[Saved data entries]

>>

PR #8460, opened 2018-03-28
Bump transdecoder to version 5.1.0

nathanweeks:

First attempt. `circleci build` seems to fail without explanation in the test phase.

### DIFF
--- a/recipes/transdecoder/build.sh
+++ b/recipes/transdecoder/build.sh
@@ -2,7 +2,9 @@
 
 # install in opt/
 mkdir -p $PREFIX/opt/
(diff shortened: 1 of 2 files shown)


nathanweeks:
Turns out that perl-db-file is required, as while DB_File is in Perl core, it isn't installed if Berkeley DB isn't available when Perl is built.

nathanweeks:
Pinging to check the status on this. Would a bioconda maintainer be able to review this one? This transdecoder release is a prerequisite before I can create & submit a new bioconda recipe for PASA 2.3.2. Thanks!

PR #8461, opened 2018-03-28
update perl-dbi to 1.641

danielee0707:


danielee0707:
The perl environment in the test report shows CONDA_PERL=5.22.0. But I think it depends on 5.26. Is that the problem? This is my first time pulling request. Do you mind help me with this? @mbargull  Thanks.

recipes/perl-dbi/build.sh
```diff
@@ -17,3 +17,9 @@ else
     echo 'Unable to find Build.PL or Makefile.PL. You need to modify build.sh.'
     exit 1
 fi
+
```
bgruening: can you remove these comments from both files please

danielee0707: is this ok?

PR #8480, opened 2018-03-29
NewRecipe: AMPtk - amplicon toolkit

nextgenusfs:

This is my first PR for Bioconda and is for my amplicon toolkit (AMPtk) package.  All tests passed locally with `circleci build`.  I would love a review and any suggestions for improvement - thanks!


nextgenusfs:
So seems like this is error?:
```
[Mar 29 20:59:45] SERR /bin/sh: amptk: not found
[Mar 29 20:59:45] ERRO Task processing failed: Unexpected exit code [127] of container [a7d8d5d9cbae step-d873861761], container preserved
```

The executable file is 'amptk' which imports 'amptk.py' from the same working directory.  I made an install `build.sh` script in same way that `snippy`(https://github.com/bioconda/bioconda-recipes/tree/master/recipes/snippy) was being installed, but I must be missing something.  

The `build.sh` looks like (simply copying the files to the $PATH folder? - but there is probably a better way to do this?):
```
#!/bin/bash

cp -r ./* $PREFIX/
```

The local tests passed, but seems like they are failing because `amptk` is not in the path?  Although since I'm new at this, I might be missing some other obvious error. The folder structure needs to be maintained for everything to work correctly, if I install this tool locally you can either symlink `amptk` into the $PATH or export the amptk folder into $PATH.

recipes/amptk/meta.yaml
```diff
@@ -0,0 +1,42 @@
...
+  name: {{ name }}
+  version: {{ version }}
+
+source:
+  fn: {{ name }}-{{ version }}.tar.gz
+  url: https://github.com/nextgenusfs/{{ name }}/archive/{{ version }}.tar.gz
+  sha256: db9cc4d4754d462cea85b8d050bd25c535038b6bb5bdab562e0a0294c195e034
+
+build:
+  number: 1
```
bgruening: new recipes should start with 0

recipes/amptk/build.sh
```diff
@@ -0,0 +1,3 @@
+#!/bin/bash
+
+cp -r ./* $PREFIX/
```
bgruening: We do not need all of these folders/files in the recipe, isn't it? Can you please explicitly copy the needed files?

nextgenusfs: I see, I just did a local conda build and see that this currently "pollutes" the environment.  The `amptk` script is a wrapper for running several other scripts in the directories, so it does need to have the `lib`, `util`, `bin`, and `DB` folders.  But after seeing what `conda build` did locally that is not what we want to do.  Is it possible to keep the `amptk` files/package in subdirectory and then just softlink the `amptk` script into the `bin` folder?  That is how I install it on home-brew for example.

nextgenusfs:
Tried to setup similarly to `mummer` recipe where move the necessary folder structure to `opt/amptk-version` and then symlink amptk to the `bin` directory.

druvus:
The r-ape package file seems to be corrupt. Opened a PR to rebuild it here: conda-forge/r-ape-feedstock#5

druvus:
@nextgenusfs could you please merge in the current master.

nextgenusfs:
@druvus yes thanks, I was just testing your change locally - which seems to fix the issue, thanks for that. I also had a few bug fixes upstream so bumped to the updated release.

nextgenusfs:
Thanks @druvus !

druvus:
thanks @nextgenusfs! Hopefully you could release the r-ape pinning when you are updating next time.

PR #8494, opened 2018-03-30
Bump perl-dbd-sqlite to version 1.58

nathanweeks:

### DIFF
--- a/recipes/perl-dbd-sqlite/meta.yaml
+++ b/recipes/perl-dbd-sqlite/meta.yaml
@@ -1,23 +1,24 @@
+{% set version = '1.58' %}
+{% set sha256 = '7120dd99d0338dea2802fda8bfe3fbf10077d5af559f6c67ae35e9270d1a1d3b' %}
 package:
   name: perl-dbd-sqlite
-  version: '1.50'
+  version: {{ version }}
 
 source:
-  fn: DBD-SQLite-1.50.tar.gz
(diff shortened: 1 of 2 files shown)


recipes/perl-dbd-sqlite/meta.yaml
```diff
@@ -1,23 +1,24 @@
...
 
 build:
-  number: 1
+  number: 0
 
 requirements:
   build:
-    - gcc
-    - perl-threaded
+    - perl
```
epruesse: pin to `{{CONDA_PERL}}*`

recipes/perl-dbd-sqlite/meta.yaml
```diff
@@ -1,23 +1,24 @@
...
     - perl-app-cpanminus
-    - perl-module-build
     - perl-dbi
   run:
-    - perl-threaded
+    - perl
```
epruesse: same as above

epruesse:
Since this isn't really bio specific, the package should actually go to conda-forge. Do you think you could create a PR there? Ping me for review there.

nathanweeks:
@epruesse : sure thing. I assume that the build/run dependency perl-dbi would also needed in conda-forge?

epruesse:
@nathanweeks Well, technically we should be moving all the legacy non-bio perl packages from bioconda to conda-forge... I just don't have the time (and I'm not too much of a perl expert either).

<<

■ EXERCISE ■
Search the entries for the string "exit" and return each line where it turns up.

■ OUTPUT OF THE EXERCISE ■
     exit 1
[Mar 29 20:59:45] ERRO Task processing failed: Unexpected exit code [127] of container [a7d8d5d9cbae step-d873861761], container preserved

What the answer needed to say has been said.